FIG. 6 is an explanatory diagram showing valve timing characteristics according to the first embodiment;

FIG. 7 is an explanatory diagram showing a change in a valve overlap amount between an intake valve and an exhaust valve by the variable valve timing mechanism.

FIG. 8 is a front view of the crank rotor and the crank angle sensor according to the first embodiment;

FIG. 9 is a rear view of the intake cam pulley;

FIG. 10 is a front view of the cam rotor and the cam position sensor according to the first embodiment;

FIG. 11 is a time chart showing a relationship among a crank pulse, a cylinder discrimination pulse, and a cam position pulse according to the first embodiment;

FIG. 12 is a circuit diagram of the electronic control system according to the first embodiment;

FIG. 13 is a flowchart showing a variable valve timing control routine according to the second embodiment;

FIG. 14 is an explanatory diagram of a control map for giving a shift pattern to the automatic transmission.

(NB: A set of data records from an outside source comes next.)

PR #1137, opened 2022-08-12
niceify tree-sitter python highlight

### LINKED ISSUE #1135: Highlighting operators
`pygments`:
image
`tree-sitter`:
image

Syntax highlighting looks quite obscure without punctuation and operator highlighting, so I'd like to fix that.

_Originally posted by @rdbende in https://github.com/Akuli/porcupine/pull/1114#discussion_r939728145_

rdbende:
Fixes #1135


porcupine/plugins/highlight/tree-sitter-token-mappings/python.yml
```diff
@@ -6,49 +6,109 @@ dont_recurse_inside:
 
 token_mapping:
   comment: Token.Comment
+  ERROR: Token.Error
```
Akuli, line 9: When does this show up?

porcupine/plugins/highlight/tree-sitter-token-mappings/python.yml
```diff
@@ -6,49 +6,109 @@ dont_recurse_inside:
...
   for: Token.Keyword
   from: Token.Keyword
   global: Token.Keyword
   if: Token.Keyword
   import: Token.Keyword
-  in: Token.Keyword
-  is: Token.Keyword
   lambda: Token.Keyword
-  none: Token.Keyword
+  match: Token.Keyword
```
Akuli, line 45: I like how `match` changes color as you type a `match` statement, and it gets its special meaning.

porcupine/plugins/highlight/tree-sitter-token-mappings/python.yml
```diff
@@ -202,3 +255,132 @@ token_mapping:
     type: Token.Name.Builtin
     vars: Token.Name.Builtin
     zip: Token.Name.Builtin
+
+    # builtin.Pseudo
```
Akuli, line 259: Would this be a good category for `reveal_type()`?

porcupine/plugins/highlight/tree-sitter-token-mappings/python.yml
```diff
@@ -202,3 +255,132 @@ token_mapping:
...
+    __objclass__: Token.Name.Variable.Magic
+    __package__: Token.Name.Variable.Magic
+    __path__: Token.Name.Variable.Magic
+    __qualname__: Token.Name.Variable.Magic
+    __self__: Token.Name.Variable.Magic
+    __slots__: Token.Name.Variable.Magic
+    __spec__: Token.Name.Variable.Magic
+    __weakref__: Token.Name.Variable.Magic
+
+    # Magic funcs
```
Akuli, line 292: I don't like the `__blah__` lines:
- They will easily get outdated as new things are added to Python, even more easily than other things in this file. I remember that in the past, pygments has not highlighted all of my magic variables I have used. I don't remember which magic variable that was though.
- They can confuse users: if you e.g. write `__init__` somewhere in the middle of a file, not in a class, you suddenly see it colored and think you're doing it right.
- When defining a magic method, `def __init__(...)` (which is by design more common than explicitly calling a magic method), you don't get the magic coloring anyway, as it is instead colored as a function name.

None of these are alone a big enough reason to remove the magic names, but it makes me dislike them overall. I'll let you decide though: if you want to keep them, we can keep them :)

porcupine/plugins/highlight/tree_sitter_highlighter.py
```diff
@@ -150,6 +150,13 @@ def update_tags_of_visible_area_from_tree(self) -> None:
             #
             # There's a similar situation in rust: macro name is just an identifier in a macro_invocation
             if (
+                self._language_name == "python"
+                and node.type == "identifier"
+                and node.prev_sibling is not None
+                and node.prev_sibling.type in ("def", "class")
+            ):
+                type_name = f"{node.prev_sibling.type}_name"
```
Akuli, line 158:
```suggestion
                # class Foo:  --> highlight Foo as a class_name
                type_name = f"{node.prev_sibling.type}_name"
```

I don't like this part of the highlighter in general. Apparently tree-sitter has some queries that seem to be like CSS selectors. I'll try them for this eventually.

porcupine/plugins/highlight/tree-sitter-token-mappings/python.yml
```diff
@@ -6,49 +6,109 @@ dont_recurse_inside:
...
+  '^': Token.Operator
+  '|': Token.Operator
+  '~': Token.Operator
+  '=': Token.Operator
+  ':=': Token.Operator
+  and: Token.Operator.Word
+  in: Token.Operator.Word
+  is: Token.Operator.Word
+  not: Token.Operator.Word
+  or: Token.Operator.Word
```
Akuli, line 95: I don't like `Token.Operator.Word`. Not all themes define a color for it, and that makes the themes quite unusable on pygments: try `assert x is not None` with the `fruity` theme. I also have never understood why some keywords should be highlighted separately from others: I think of them as keywords, not as operators, even if they technically are operators.

porcupine/plugins/highlight/tree-sitter-token-mappings/python.yml
```diff
@@ -6,49 +6,109 @@ dont_recurse_inside:
...
+  '%': Token.Operator
+  '**': Token.Operator
+  '<<': Token.Operator
+  '>>': Token.Operator
+  '&': Token.Operator
+  '^': Token.Operator
+  '|': Token.Operator
+  '~': Token.Operator
+  '=': Token.Operator
+  ':=': Token.Operator
```
Akuli, line 90: This list is pretty long, and very hard to maintain correctly for many languages. Maybe we should provide a reasonable default in `tree_sitter_highlighter.py`? If the node type consists of punctuation characters only, then automatically map it to a `Token.Operator`?

Akuli (commented):
Thanks!

porcupine/plugins/highlight/tree-sitter-token-mappings/python.yml
rdbende: With f-strings it shows up when there's no character after the bang, I now could not find any other places where tree-sitter would yield it

image

porcupine/plugins/highlight/tree-sitter-token-mappings/python.yml
rdbende: > They can confuse users: if you e.g. write `__init__` somewhere in the middle of a file, not in a class, you suddenly see it colored and think you're doing it right.

In fact Pygments does this too

> When defining a magic method, def __init__(...) (which is by design more common than explicitly calling a magic method), you don't get the magic coloring anyway, as it is instead colored as a function name.

Lol, my color scheme doesn't make difference between them, so I didn't even noticed this. I added these before the function definition checking logic, and therefore they worked.

Actually, now I don't like this either. It's almost 100 lines, and not even complete, although I copied them from Pygments

porcupine/plugins/highlight/tree-sitter-token-mappings/python.yml
Akuli:
```suggestion
  ERROR: Token.Error  # happens at least for f"{asdf!}" with nothing after the '!' character
```

rdbende: After all I'm not sure whether this is actually useful. Pyflakes will mark it as syntax error anyway.

rdbende:
image

Not sure whether I like this or not. On the one hand, it reminds you not to use builtins as variable names, but on the other hand, function arguments shouldn't have different colors, and it looks rather odd in a setup.py file for example.

Akuli:
I think we shouldn't highlight `copyright` or `license`. They conflict with `setup.py` argument names, and having them isn't useful in practice:
- It's unlikely that you want to write them into an editor. They are meant to be used on the `>>>` prompt.
- I don't remember ever using them even on the `>>>` prompt.
- If you accidentally use a variable named `copyright` or `license`, it will work anyway.
- If someone doesn't want you to use a variable named `copyright` or `license`, they probably have configured a linter to complain about it in CI. Not the best user-experience, but much more rare than looking at a `setup.py`.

FIG. 15 is an explanatory diagram of a lock-up clutch control area map according to the first embodiment;

FIG. 16 is a flowchart showing a variable valve timing control routine according to the second embodiment of the present invention.

[Explanation of symbols]

DESCRIPTION OF SYMBOLS 1 Engine with variable valve timing mechanism 27 Variable valve timing mechanism 60 Electronic control device for engine control (valve timing control means) 90 Electronic control device for transmission control (shift control means) 92 Lock-up clutch 93 Torque converter 94 Automatic transmission

Continued on the front page F term (reference) 3D041 AA53 AC09 AC15 AD02 AD04 AD05 AD09 AD18 AD35 AD41 AE00 AE03 AE07 AF01 AF07 3G018 AA08 AB07 AB11 AB17 BA33 CA18 3G092 AA01 AA05 AA11 AA15 DA01 DA02 DA09 DA12 DF04 DF09 EA09 EA05 EA17 EA28 EA29 EB02 EC01 EC05 FA04 FA09 GA05 GA06 GB09 HA01Z HA06Z HA13X HA13Z HB01X HB01Z HB02X HC05Z HC09X HD05Z HE01X HE01Z HE04Z HE05Z HE08Z HF12Z HF15Z HF25Z 3G0915 DA03 DA05 DA03 DA03 DA03 DA03 DA03 FB01 FB02

Claims (4)

[Claims] A control system for an engine equipped with a variable valve timing mechanism mounted on a vehicle having an automatic transmission, wherein the variable valve timing mechanism is controlled based on an engine operating state. And a valve timing control means for stopping the operation of the variable valve timing mechanism. 2. A torque converter having a lock-up clutch capable of mechanically connecting an input side and an output side is interposed between the engine and the automatic transmission. The variable valve timing mechanism according to claim 1, wherein the operation of the variable valve timing mechanism is stopped when the automatic transmission is shifting gears or at least one of when the lock-up clutch is switching. Engine control device. 3. A shift control means for controlling the automatic transmission and the lock-up clutch based on operating conditions of an engine and a vehicle, wherein the valve timing control means receives data from the shift control means. 3. The control device for an engine with a variable valve timing mechanism according to claim 2, wherein the operation of the variable valve timing mechanism is stopped for a predetermined time after the shift control data or the lockup clutch control data is switched. 4. The variable valve timing mechanism according to claim 1, wherein the valve timing control means prohibits updating of a target valve timing set based on an engine operating state and stops the operation of the variable valve timing mechanism. The control device for an engine with a variable valve timing mechanism according to claim 3.